Work through the listing below, copying each line that carries the word "meant".

- **Source data**
★ ★ ★ ★ ★ ★ ★

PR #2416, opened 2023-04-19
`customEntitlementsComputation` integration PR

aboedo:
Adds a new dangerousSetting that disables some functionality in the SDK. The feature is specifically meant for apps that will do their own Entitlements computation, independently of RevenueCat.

★ ★ ★ ★ ★ ★ ★

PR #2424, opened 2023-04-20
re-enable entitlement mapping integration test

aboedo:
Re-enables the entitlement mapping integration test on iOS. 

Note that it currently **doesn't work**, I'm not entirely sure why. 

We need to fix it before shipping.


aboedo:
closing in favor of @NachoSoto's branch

★ ★ ★ ★ ★ ★ ★

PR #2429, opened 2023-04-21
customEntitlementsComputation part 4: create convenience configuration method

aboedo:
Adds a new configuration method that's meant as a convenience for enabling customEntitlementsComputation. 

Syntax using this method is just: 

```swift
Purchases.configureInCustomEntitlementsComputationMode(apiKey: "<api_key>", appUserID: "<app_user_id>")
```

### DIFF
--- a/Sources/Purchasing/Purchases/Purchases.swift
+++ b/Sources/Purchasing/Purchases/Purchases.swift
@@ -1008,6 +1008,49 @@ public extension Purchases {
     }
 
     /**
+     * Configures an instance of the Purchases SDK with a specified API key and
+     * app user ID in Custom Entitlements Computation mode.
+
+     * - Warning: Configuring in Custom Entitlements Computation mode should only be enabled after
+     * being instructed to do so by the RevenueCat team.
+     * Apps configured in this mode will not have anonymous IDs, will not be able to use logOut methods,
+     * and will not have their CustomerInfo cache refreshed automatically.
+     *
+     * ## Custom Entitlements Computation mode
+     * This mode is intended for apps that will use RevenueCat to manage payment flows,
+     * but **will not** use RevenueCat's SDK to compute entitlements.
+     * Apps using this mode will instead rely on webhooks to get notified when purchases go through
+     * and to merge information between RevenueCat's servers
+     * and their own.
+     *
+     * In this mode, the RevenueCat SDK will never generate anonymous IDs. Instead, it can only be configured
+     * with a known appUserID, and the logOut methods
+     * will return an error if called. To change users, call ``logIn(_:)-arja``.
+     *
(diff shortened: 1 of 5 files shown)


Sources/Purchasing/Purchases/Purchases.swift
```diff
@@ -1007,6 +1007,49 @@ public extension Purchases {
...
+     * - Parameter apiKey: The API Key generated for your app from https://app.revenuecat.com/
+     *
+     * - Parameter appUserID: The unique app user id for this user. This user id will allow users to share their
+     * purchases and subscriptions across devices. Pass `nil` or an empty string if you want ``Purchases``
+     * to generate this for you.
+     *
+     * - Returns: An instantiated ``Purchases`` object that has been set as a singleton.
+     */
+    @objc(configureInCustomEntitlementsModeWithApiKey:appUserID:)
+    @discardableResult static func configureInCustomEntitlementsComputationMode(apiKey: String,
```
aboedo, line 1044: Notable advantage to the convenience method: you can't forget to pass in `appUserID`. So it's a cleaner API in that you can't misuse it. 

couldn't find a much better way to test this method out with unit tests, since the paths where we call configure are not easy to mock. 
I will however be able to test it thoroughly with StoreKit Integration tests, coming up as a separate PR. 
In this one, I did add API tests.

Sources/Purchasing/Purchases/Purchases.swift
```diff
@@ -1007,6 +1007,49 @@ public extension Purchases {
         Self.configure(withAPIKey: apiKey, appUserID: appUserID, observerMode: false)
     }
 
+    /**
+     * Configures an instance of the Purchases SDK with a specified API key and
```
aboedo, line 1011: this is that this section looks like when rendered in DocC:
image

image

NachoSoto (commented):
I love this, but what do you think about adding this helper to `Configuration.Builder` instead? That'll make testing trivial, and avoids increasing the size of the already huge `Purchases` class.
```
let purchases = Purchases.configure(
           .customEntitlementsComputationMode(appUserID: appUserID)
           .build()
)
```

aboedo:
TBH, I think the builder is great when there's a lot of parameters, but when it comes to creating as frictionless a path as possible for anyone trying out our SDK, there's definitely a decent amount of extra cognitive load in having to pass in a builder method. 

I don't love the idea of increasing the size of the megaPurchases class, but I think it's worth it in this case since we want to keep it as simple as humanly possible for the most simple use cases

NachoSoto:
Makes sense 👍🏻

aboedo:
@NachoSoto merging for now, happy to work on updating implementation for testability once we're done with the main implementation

★ ★ ★ ★ ★ ★ ★

- **Response area**
Adds a new dangerousSetting that disables some functionality in the SDK. The feature is specifically meant for apps that will do their own Entitlements computation, independently of RevenueCat.
Adds a new configuration method that's meant as a convenience for enabling customEntitlementsComputation. 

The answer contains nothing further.